┌──

PR #2563, opened 2026-07-10
Reject out-of-range NaN payloads and bare type-index value types

vouillon:
Fixes two cases where `wasm-tools` accepts malformed input that the spec grammar and the reference interpreter (`wasm -d`) reject.

- Text parser silently masked over-long NaN payloads (`wast`)

  A NaN literal's payload `n` must satisfy `1 ≤ n < 2^signif_bits` (52 bits for  f64, 23 for f32). The parser masked the payload to the significand width  instead of range-checking it, so an over-long payload was silently truncated and accepted.  The spec testsuite asserts this (`const.wast`,  `float_literals.wast`) but only with the value `nan:0x80_0000` — which is
  exactly `2^23` and masks to `0`, so the old buggy code rejected it by  coincidence.

- Binary decoder accepted a bare type index as a value type (`wasmparser`)

  The short form of a reference type (no `0x63`/`0x64` prefix) is only an abbreviation for `ref null <abstract-heap-type>`. The decoder instead read a  full heap type there, so a bare non-negative type index was accepted as a  value type:  Now concrete/exact heap types reached through the short-form path are rejected  with `malformed reference type` at decode time. This also covers the over-long  LEB variant (`ff 00`).

### DIFF
--- a/crates/wasmparser/src/readers/core/types.rs
+++ b/crates/wasmparser/src/readers/core/types.rs
@@ -1822,17 +1822,25 @@ impl<'a> FromReader<'a> for RefType {
             }
             0x62 => Err(crate::Error::new("unexpected exact type", pos)),
             _ => {
-                // Reclassify errors as invalid reference types here because
-                // that's the "root" of what was being parsed rather than
-                // heap types.
-                let hty = reader.read().map_err(|mut e| {
+                // The short form of a reference type (without a `0x63`/`0x64`
+                // prefix byte) is only an abbreviation for `ref null <ht>` where
+                // `<ht>` is an *abstract* heap type; a bare (non-negative) type
+                // index is not a value type. Parse an abstract heap type
+                // directly, handling the `0x65` prefix for `shared` variants,
+                // rather than parsing a full heap type and then rejecting the
+                // concrete/exact cases that a heap type additionally allows.
+                let shared = reader.peek()? == 0x65;
+                if shared {
+                    reader.read_u8()?;
+                }
+                let ty = reader.read().map_err(|mut e| {
                     if let ErrorKind::InvalidHeapType = e.kind() {
                         e.set_message("malformed reference type");
                     }
                     e
                 })?;
-                RefType::new(true, hty)
-                    .ok_or_else(|| crate::Error::new("type index too large", pos))
+                // `RefType::new` is infallible for abstract heap types.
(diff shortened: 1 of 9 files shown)


crates/wasmparser/src/readers/core/types.rs
```diff
@@ -1831,6 +1831,15 @@ impl<'a> FromReader<'a> for RefType {
...
                 })?;
+                // The short form of a reference type (without a `0x63`/`0x64`
+                // prefix byte) is only an abbreviation for `ref null <ht>` where
+                // `<ht>` is an *abstract* heap type. A bare (non-negative) type
+                // index is not a value type, so reject concrete/exact heap types
+                // reached through this path even though they parse as heap types
+                // in their own right.
+                if let HeapType::Concrete(_) | HeapType::Exact(_) = hty {
+                    return Err(crate::Error::new("malformed reference type", pos));
+                }
```
alexcrichton: Instead of catching the result of parsing here, could this directly parse `AbstractHeapType` above? That way there's no need to reclassify errors or recover from an otherwise-successful parse that should have failed. I think in that case this'll have to handle the 0x65 case for `shared: true` abstract heap types, but that's a pretty small amount of duplication

tests/cli/bad-reftype.wast
```diff
@@ -0,0 +1,26 @@
...
+
+;; A value type is `numtype | vectype | reftype`, and a reference type is either
+;; an abstract heap type shorthand byte or the two-byte `0x64 heaptype` (`ref ht`)
+;; / `0x63 heaptype` (`ref null ht`) forms. There is no bare type-index value
+;; type, so a leading byte of `0x00` (a non-negative sLEB) is malformed.
+
+;; type 0 = (func), type 1 = (func (param <0x00>)) — bare index used as a value type.
+(assert_malformed
+  (module binary
+    "\00asm\01\00\00\00\01\08\02\60\00\00\60\01\00\00")
```
alexcrichton: would you be ok splitting this up like a number of other `module binary` tests throughout the test suite with annotations of what each byte or set of bytes are? For example annotations [like this](https://github.com/bytecodealliance/wasm-tools/blob/main/tests/cli/invalid/empty-br-table.wast)

alexcrichton (commented):
Thanks for this, and good catch! I've got some thoughts below on minor tweaks, but otherwise looks good to me 👍

alexcrichton (approved):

└──

Show each line of the material that includes the word "core".

• [Answer for the task]:
--- a/crates/wasmparser/src/readers/core/types.rs
+++ b/crates/wasmparser/src/readers/core/types.rs
crates/wasmparser/src/readers/core/types.rs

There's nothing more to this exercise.